IBMStreams / streamsx.topology

Develop streaming applications for IBM Streams in Python, Java & Scala.
http://ibmstreams.github.io/streamsx.topology
Apache License 2.0
29 stars 43 forks source link

I want to be able to join arbitrary streams, without going through a TWindow #93

Closed scotts closed 4 years ago

scotts commented 9 years ago

What I think I want is something like TStream<T>.join(TStream<U> other).

In LogWatch, I need to implement a deterministic join. That is, I want the results of my join to be independent of the tuple rates on either side of the join. The windows I need to maintain are also dependent not just on the data in that window, but on the data I see on the other stream. I cannot express this with the window clause in SPL. But, in SPL, because I can have arbitrary streams converge on different ports of an operator, I can implement my own ad-hoc windows and implement a deterministic join.

The SPL code for this is here: https://github.com/scotts/streamsx.demo.logwatch/blob/master/language/com.ibm.streamsx.demo.logwatch.language/DeterministicJoin.spl

What I'm doing there is not obvious. I'm maintaining partitioned windows for each stream (which is why I have a map that goes from an rstring to a list of tuples). When I receive a tuple on the RealTime side, I check to see if there is a match in logins, which is the window for the Successes side. If there is no match, then I add the RealTime tuple to the suspects. When I receive a tuple on the Successes side, I check to see if there is a match in suspects. If there is no match, then I add the Successes tuple to logins, so that it can be matched when/if I receive a tuple on the RealTime side.

Note that I evict tuples from the window for the RealTime side based on tuples seen on the Successes stream, which is something I cannot express using SPL window clauses.

I tried implementing this in the Java API, and I thought I was able to do it, but @hildrum and I just talked it over at length and convinced ourselves it does not work. My attempt is here: https://github.com/scotts/streamsx.demo.logwatch/blob/master/topology/src/streamsx/demo/logwatch/topology/DeterministicJoin.java

The technique that we came up with was to doing a TStream.join on both streams, and call TStream.last on the other stream. That way we had mirrored joins, and we did a TStream.union on the mirrored joins. That produces the correct results when I execute it, but we don't think it's guaranteed to do so.

We thoroughly confused ourselves (well, at least I was confused) by trying to reason about when tuples were received when, and when exactly we would see tuples on the TStream.last() window.

What convinced me that in the Java code, when I receive a failure tuple, I look for matches on the success side, but then I never store the failure tuple. And I can't, because the logic that needs to see that failure tuple lives in a completely different BiFunction, in a completely different join.

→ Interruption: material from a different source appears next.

PR #3065, opened 2026-09-04
fix(eve): distinguish background task wake-ups

OwenKephart:
### Summary

Much smaller change than it appears. When a background task wakes up the outer agent, that is done with a `message.received` event, which is the same as the event type used for user messages. A recent addition added discriminators in to these events (kind tags) and so at the model history layer, we could distinguish between a user message and a background task completion.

Because I don't store that tuple, it's possible for me to miss matches.

My conclusion, then, is that I can't implement a deterministic join where I maintain my own windows. I think that an interface like TStream<T>.join(TStream<U> other) would allow me to do that. I'm not entirely sure how it would work - at first it seems like it would be okay for users to provide a BiFunction as before, but the problem is that interface does not provide a way for the user to know which side received the tuple. We could ask users to provide two BiFunctions, one for each side, but that may be going to much towards the SPL side. (Since they're essentially onTuple Left and onTuple Right.)

I know this may not be a high priority at the moment, as we're focusing on making the simple things simple, and this is not a simple thing.

ddebrunner commented 9 years ago

Maybe the correct approach is the ability to have a TWindow where the contents are defined as a function (somehow), so it's application defined what is in the window. That's been a customer request in SPL as well, but might be easier to do here.

ddebrunner commented 9 years ago

One option is to drop into the more complex Java primitive operator mode, so implement a Java primitive operator that performs the join, and then invoke it from the topology. Though that might have to wait until multiple ports are supported.

scotts commented 9 years ago

I was thinking it would make sense to have something like TStream<T>.last(Predicate<T> pred) to support some notion of delta-based windows. But that does not actually solve my current problem, because I need to define the contents for window A based on the tuples seen on window B. In order to do what I want to do, I need to have access to the tuples and windows for both A and B at the same time.

I had not considered a Java primitive - I did not look in detail on how to integrate one, but I did look a bit. I could see that being a workaround. Although that also opens up using an SPL operator as a workaround. An unspoken rule I was adhering to was only using the Java Topology API.